• _What you are asked to do_
Find the word "with" in the data, then copy each line where it is found.

[Stored data entries]
PR #1295, opened 2026-08-10
fix(panel): absorb the post-restart reconciliation window in mode:"current" (#1292)

### LINKED ISSUE #1292: Retry transient unconfirmed workflow binding after ComfyUI restart

artokun:
Fixes #1292

A recovery operation that tells you to retry it has not finished recovering.

Right after `panel_restart_comfyui` and the tab's reconnect, the panel answers `workflow_list` but marks its active record UNCONFIRMED. Corroboration correctly refuses — a stale or mixed reply can carry another canvas's perfectly valid uuid, and stamping it would wedge the tab while reporting `bound`. So the refusal is right; what was wrong is **who paid for it**. The caller got a hard failure whose own remedy was "call this again in a moment" — and the reporter did, five seconds later, and the identical call returned `already_current` with no user action in between.

`mode:"current"` now rechecks with a **fresh read**, three times over ~2.9s, before failing.

**The corroboration rule does not move.** Every recheck is judged by the same fail-closed test; a recheck buys a fresh snapshot to judge, never a lower bar. Both halves are asserted.

Only the `uncorroborated` failure rechecks. Its sibling `no_uuid` means the installed pack exposes no workflow identity at all — rechecking a build that will never answer differently just makes the same error slower.

And the remedy no longer prescribes what the tool just did: after four refused reads, "call this again in a moment" is the least likely thing left to work and reads as though nothing was tried. It now reports the rechecks and names the remedy that has *not* been tried.

Status: draft — full suite and review pending.

### DIFF
--- a/src/__tests__/orchestrator/fence-rebind-transient.test.ts
+++ b/src/__tests__/orchestrator/fence-rebind-transient.test.ts
@@ -102,8 +102,11 @@ describe("mode:'current' absorbs the post-restart reconciliation window (#1292)"
     expect(stamp, "the live canvas's identity was adopted").toBe(LIVE);
     expect(res.isError).toBeFalsy();
     expect(text).toMatch(/"graph_binding": "bound"/);
-    // It re-read rather than reasoning its way past the refusal.
-    expect(listCalls).toBeGreaterThan(1);
+    // It re-read rather than reasoning its way past the refusal — and STOPPED at
+    // the read that succeeded. No further round trip happens between the read we
+    // corroborated and the stamp we write from it, which is what keeps the
+    // adopted record and the tab being stamped the same tab (codex review, P1).
+    expect(listCalls, "one recheck, then adopt — no read after the good one").toBe(2);
   });
 
   it("recovers from a MIXED list too — same window, different symptom", async () => {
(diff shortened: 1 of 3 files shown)


artokun:
## Codex adversarial review — NO-SHIP, and P2 was a real defect

**P2 — retried states that can never settle. FIXED.** The loop retried *every* corroboration failure. An older panel that sends no `workflows` array can never self-corroborate, so the fix made that caller's identical error ~2.9s slower and then advised them to try again in a moment. This is the same reasoning I used to keep `no_uuid` out of the loop — I just failed to apply it one level down.

Corroboration reasons are now classified **snapshot vs shape**: what is open / which entry is flagged / whether the panel has confirmed *settles*; which fields a build sends does *not*. Only the former is re-read.

That also split a message which had folded two facts — an **absent** `workflows` field (old build) and an **empty** one (tabs not back yet) both read "the reply carried no open-workflow list". Different causes, different remedies, and only one of them is worth waiting for.

**P1 — retry can stamp the wrong tab. Not reachable through this change, and I did not take it on faith.** The loop breaks at the top of the next iteration, so *no round trip happens between the read we corroborate and the stamp we write from it* — the adopted record always comes from the final read, taken after any move `ctx.call` made. The recovery test now asserts **exactly two** reads rather than "more than one", so an edit that adds a call after the good read fails loudly.

Codex is right that the single-read hazard is pre-existing (it says so itself); this PR neither introduces nor widens it. I am not claiming it is safe — only that it is untouched here.

**Latency, ~26.9s worst case — not reachable.** A read that times out does not return an uncorroborated reply; it throws or yields `isError`, which exits via `unreadableOrHealed` immediately. Four 6s timeouts cannot stack: the first one ends the loop. The real bound is one slow read plus ≤2.9s of sleeps.

**Broadened `unreadable`/`healed_by_panel` after a first uncorroborated read — accepted deliberately.** If a later recheck cannot be read, that *is* the newer and truer state, and the same path detects a fence the panel repaired underneath us mid-window (#1043/#932) — worth more than preserving the first read's diagnosis.

Both new behaviours are mutation-verified: dropping the `settles` guard, and mis-labelling the shape failure as transient, each kill the test that covers them.

Full suite green — 420 files, 8299 tests.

• _The completed task_
Right after `panel_restart_comfyui` and the tab's reconnect, the panel answers `workflow_list` but marks its active record UNCONFIRMED. Corroboration correctly refuses — a stale or mixed reply can carry another canvas's perfectly valid uuid, and stamping it would wedge the tab while reporting `bound`. So the refusal is right; what was wrong is **who paid for it**. The caller got a hard failure whose own remedy was "call this again in a moment" — and the reporter did, five seconds later, and the identical call returned `already_current` with no user action in between.
`mode:"current"` now rechecks with a **fresh read**, three times over ~2.9s, before failing.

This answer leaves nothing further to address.